Les rayons des librairies offrent de plus en plus de ces oeuvres romanesques inspirées de faits ou de personnages réels. Au premier rang des auteurs français, on pense tout de suite à Régis Jauffret qui s'est offert récemment DSK, un peu avant le banquier Stern et l'affaire Fritzl, cette abominable histoire d'inceste qui se déroulait en Autriche. Lola Lafon, elle, est allée voir du côté de Nadia Comaneci. Qu'y a-t-il de commun entre ces romans et le livre de Michael Mention, Fils de Sam ? Le réel ? Certes, mais encore faut-il voir comment ce réel est traité, trituré, rendu par l'auteur.

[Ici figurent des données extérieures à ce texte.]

PR #42, opened 2023-01-26
Opentype (2/2)

benoitkugler:
This PR adds an higher level API to use Opentype font files. It is meant to be

- consumed by Harbuzz during shaping
- used by the GUI toolkits when rendering glyphs

The structure of the package, with `api` and `api/font` is designed to support futur extension. For instance, a package fetching font metadata (footprints) could nicely be added as `api/metadata`; a sub-setter could go in `api/subset`.

(I've no strong opinion about the package names though.)

The `api/font` implementation exposes two types : a read-only `*Font`, which support concurrent uses and a light wrapper `Face`, so that toolkits may re-use `*Font` objects across the whole application.
Besides, the `Face` object is to be the direct replacement of the existing `textlayout/fonts.Face`.

Thank you for your suggestions !


opentype/api/font/font.go
```diff
@@ -0,0 +1,348 @@
...
+	cmapVar api.UnicodeVariations
+
+	hhea *tables.Hhea
+	vhea *tables.Vhea
+	vorg *tables.VORG // optional
+	cff  *cff.Font
+	post post // optional
+	svg  svg  // optional
+
+	// Optionnal, only present in variable fonts
```
sbinet, line 34:
```suggestion
	// Optional, only present in variable fonts
```

opentype/api/font/font.go
```diff
@@ -0,0 +1,348 @@
...
+	Kerx Kernx
+	GSUB GSUB // An absent table has a nil slice of lookups
+	GPOS GPOS // An absent table has a nil slice of lookups
+
+	head tables.Head
+
+	upem uint16 // cached value
+}
+
+// NewFont load all the font tables, sanitizing them.
```
sbinet, line 68:
```suggestion
// NewFont loads all the font tables, sanitizing them.
```

opentype/api/font/font.go
```diff
@@ -0,0 +1,348 @@
...
+	raw, _ = ld.RawTable(loader.MustNewTag("GSUB"))
+	layout, _, err := tables.ParseLayout(raw)
+	// harfbuzz rely on GSUB.Loookups being nil when the table is absent
+	if err == nil {
+		out.GSUB, _ = newGSUB(layout)
+	}
+
+	raw, _ = ld.RawTable(loader.MustNewTag("GPOS"))
+	layout, _, err = tables.ParseLayout(raw)
+	// harfbuzz rely on GSUB.Loookups being nil when the table is absent
```
sbinet, line 189:
```suggestion
	// harfbuzz rely on GPOS.Loookups being nil when the table is absent
```

opentype/api/font/font.go
```diff
@@ -0,0 +1,348 @@
...
+	if err == nil {
+		out.vorg = &vorg
+	}
+
+	// layout tables
+	out.GDEF, _ = loadGDEF(ld, len(out.fvar))
+
+	raw, _ = ld.RawTable(loader.MustNewTag("GSUB"))
+	layout, _, err := tables.ParseLayout(raw)
+	// harfbuzz rely on GSUB.Loookups being nil when the table is absent
```
sbinet, line 182:
```suggestion
	// harfbuzz relies on GSUB.Loookups being nil when the table is absent
```

opentype/api/font/cff/interpreter/interpreter.go
```diff
@@ -0,0 +1,363 @@
...
+	psArgStackSize = 48
+
+	// Similarly, Appendix B says "Subr nesting, stack limit 10".
+	psCallStackSize = 10
+
+	maxRealNumberStrLen = 64 // Maximum length in bytes of the "-123.456E-7" representation.
+)
+
+// PsContext is the flavour of the Postcript language.
+type PsContext uint32
```
sbinet, line 44: personally, I would reduce the stutter:
```suggestion
// Context is the flavour of the Postcript language.
type Context uint32
```

(as the name of the package already conveys the "postcript-ness" intent.)

opentype/api/font/cff/interpreter/interpreter.go
```diff
@@ -0,0 +1,363 @@
...
+		return errors.New("no subroutine has been called")
+	}
+	p.callStack.top--
+	// restore the previous instructions
+	p.instructions = p.callStack.vals[p.callStack.top]
+	return nil
+}
+
+// PsOperator is a postcript command, which may be escaped.
+type PsOperator struct {
```
sbinet, line 340: ditto:
```suggestion
// Operator is a postcript command, which may be escaped.
type Operator struct {
```

(as the name of the package already conveys the "postcript-ness" intent.)

opentype/api/font/cff/interpreter/interpreter.go
```diff
@@ -0,0 +1,363 @@
...
+
+func (p PsOperator) String() string {
+	if p.IsEscaped {
+		return fmt.Sprintf("2-byte operator (12 %d)", p.Operator)
+	}
+	return fmt.Sprintf("1-byte operator (%d)", p.Operator)
+}
+
+// PsOperatorHandler defines the behaviour of an operator.
+type PsOperatorHandler interface {
```
sbinet, line 353: ditto:
```suggestion
// OperatorHandler defines the behaviour of an operator.
type OperatorHandler interface {
```

(as the name of the package already conveys the "postcript-ness" intent.)

opentype/api/font/cff/interpreter/interpreter.go
```diff
@@ -0,0 +1,363 @@
...
+	// Context defines the precise behaviour of the interpreter,
+	// which has small nuances depending on the context.
+	Context() PsContext
+
+	// Apply implements the operator defined by `operator` (which is the second byte if `escaped` is true).
+	//
+	// Returning `ErrInterrupt` stop the parsing of the instructions, without reporting an error.
+	// It can be used as an optimization.
+	Apply(operator PsOperator, state *Machine) error
```
sbinet, line 362: usually, in Go APIs, it seems to me we try to put the modified argument "first":
```suggestion
	Apply(state *Machine, op Operator) error
```

opentype/api/font/cff/interpreter/interpreter.go
benoitkugler: Done.

opentype/api/font/cff/interpreter/interpreter.go
benoitkugler: Done.

opentype/api/font/cff/interpreter/interpreter.go
benoitkugler: Done.

opentype/api/font/cff/interpreter/interpreter.go
benoitkugler: Done.

benoitkugler:
@sbinet Thank you for you review, all your suggestions have been applied.

andydotxyz:
Thanks so much, am trying to grok it all but there is a lot here!

> * used by the GUI toolkits when rendering glyphs

Regarding this I was not sure what the main entry point is or how it would be used. Is one of the tests demoing the expected toolkit usage?

whereswaldon (approved):
I cannot provide extremely intelligent feedback here, as I lack the detailed knowledge of fonts. However, I think the exposed API looks reasonable. Thank you very much for all of the work you've put into this!

benoitkugler:
> Thanks so much, am trying to grok it all but there is a lot here!
> 
> > * used by the GUI toolkits when rendering glyphs
> 
> Regarding this I was not sure what the main entry point is or how it would be used. Is one of the tests demoing the expected toolkit usage?

The main entry point is the `Face.GlyphData` method, with a similar API to `textlayout`. For instance, you should be able to use it as a drop-in replacement in the new go-text/render implementation.

There are basic tests in renderer_test.go, but no complete example (as I feel like it is outside the scope of the package).

andydotxyz (approved):

benoitkugler:
Great, thanks !

PR #44, opened 2023-03-21
Wrapping Refactors

whereswaldon:
I'm working to implement the insertion of a text truncation symbol, and I've found the wrapping algorithm to be quite difficult to read (it's long, it's intricate, etc). These commits are an effort to make the core algorithm clearer, and to provide reusable helpers. There's definitely more that can be done here, but I thought these changes made a dent, and are probably not contentious.


benoitkugler (approved):
Looks good to me !

andydotxyz (approved):
Nice improvement

PR #45, opened 2023-03-21
ci: update to latest staticcheck

whereswaldon:
Just a version bump for the linter and some adaptations to newer lint rules.

### DIFF
--- a/.github/workflows/analysis.yml
+++ b/.github/workflows/analysis.yml
@@ -17,5 +17,5 @@ jobs:
 
     - name: Staticcheck
       run: |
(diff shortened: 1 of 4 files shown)


andydotxyz:
> > Looks good. I am curious why those lint ignores are not needed now though.
> 
> I suspect that they're only enforced when your go.mod declares a sufficiently high version of go. Since we're striving to be backwards compatible pretty far, staticcheck is probably disabling them for us.

Oh I like it, that's smart :)

benoitkugler:
Thanks for the cleanup !

benoitkugler (approved):

PR #46, opened 2023-03-22
Truncator support

whereswaldon:
This commit builds upon #44 to actually implement a text truncator symbol.

Some design choices:

- I tried to implement what we discussed in #28 towards the end of the thread.
- The `Truncator` is a single `Output`. This limits it to being a single font face, size, script, and language, though it can contain any number of glyphs. Supporting a `[]Output` truncator is a solid complexity hike, and I'm not sure that they are really used in practice.
- To make it easier to populate the `Truncator` field, I've provided a helper on `WrapConfig` that accepts a `Shaper` and `Input`.
- Applications often want to know how much of the string was truncated. I've made this an additional return value from the wrapping functions because I didn't see a clearer way to communicate it right now.

Only the final commit in this PR is new. Please focus review on that and review the rest on #44

### DIFF
--- a/shaping/fuzz_test.go
+++ b/shaping/fuzz_test.go
@@ -33,7 +33,7 @@ func FuzzE2E(f *testing.F) {
 			t.Errorf("expected %d shaped runes, got %d", len(textInput), out.Runes.Count)
 		}
 		var l LineWrapper
-		outs := l.WrapParagraph(WrapConfig{}, 100, textInput, out)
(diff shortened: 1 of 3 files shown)


benoitkugler (approved):
This looks good to me ! Very nice work !
I agree that a single output for the truncator seems enough in practice.

andydotxyz (approved):
Sweet :)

Et c'est une des questions que pose ce livre.
"Son of Sam", alias David Berkowitz, a semé la terreur à New York à la fin des années 70. Arrêté en 1977, Berkowitz purge encore aujourd'hui sa peine à vie. Il a rejoint l'église évangélique chrétienne "Born again" et fait entendre sa voix "via" YouTube, notamment dans cette courte interview réalisée par... l'American Bible Society. S'il a beaucoup défrayé la chronique et suscité de nombreux ouvrages aux Etats-Unis, la France n'avait jusqu'à présent conservé son souvenir qu'à travers le film de Spike Lee avec Adrian Brody, Summer of Sam. Et pourtant, la trajectoire de cet homme soulève des coins de tapis sous lesquels il ne fait pas très propre.
C'est ce qu'a fait Michael Mention dans ce livre à la forme singulière. Mi-documentaire, mi-roman, ce texte revient de façon presque clinique sur le contexte : les Etats-Unis des années 70. Charles Manson et l'affaire Sharon Tate, sectes satanistes, scientologie, Viet Nam, traumatisme post-Kennedy, méthodes de la CIA... Autant d'éléments qui créent le climat particulièrement nauséabond qui aboutit, en été 77, en pleine canicule, à l'arrestation de Berkowitz, mettant fin à une longue cavale meurtrière et à un bilan criminel lourd : 6 morts et plusieurs blessés. Michael Mention rouvre toutes les pistes, y compris celles qui ont été négligées lors de l'enquête. Voilà pour l'aspect "document" du livre, qui reproduit un grand nombre de photos et de fac-similés des écrits de Berkowitz, faisant aussi largement appel à la musique de l'époque, du rock au disco...
Mais là où Mention se révèle vraiment, c'est dans la partie romancée de l'histoire, celle où il s'insinue littéralement dans la tête de Berkowitz. Là, il utilise la biographie et les déclarations de l'homme pour façonner un discours où il éructe, geint, crie, explique, analyse. On voit littéralement se développer sous nos yeux la folie de l'homme, l'emprise sous laquelle il se débat, ses élaborations mentales effroyables, pitoyables. Il raconte ses crimes avec une froideur littéralement glaçante, traitant ses victimes comme autant d'objets, s'apitoyant sur son propre sort... Un homme totalement déconstruit, aux abois, et pour lequel néanmoins on n'éprouve jamais la moindre empathie.
A noter aussi, le travail sur la typographie et la mise en pages, particulièrement réussie. Un regret au passage: une relecture de plus n'aurait pas été de trop. Certaines coquilles piquent les yeux...
Et pour en revenir à notre question du début, à l'issue de cette lecture, on a vraiment envie de demander à l'auteur quelle a été sa motivation, pourquoi il a choisi de se glisser dans la peau de ce tueur-là. Mieux approcher la vérité ? Comprendre les mécanismes qui font d'un homme très ordinaire un monstre criminel ? Pour le lecteur en tout cas, l'expérience est passionnante, même si on préfère au final le Michael Mention romancier qui donne vie à ce personnage incroyable au Michael Mention essayiste.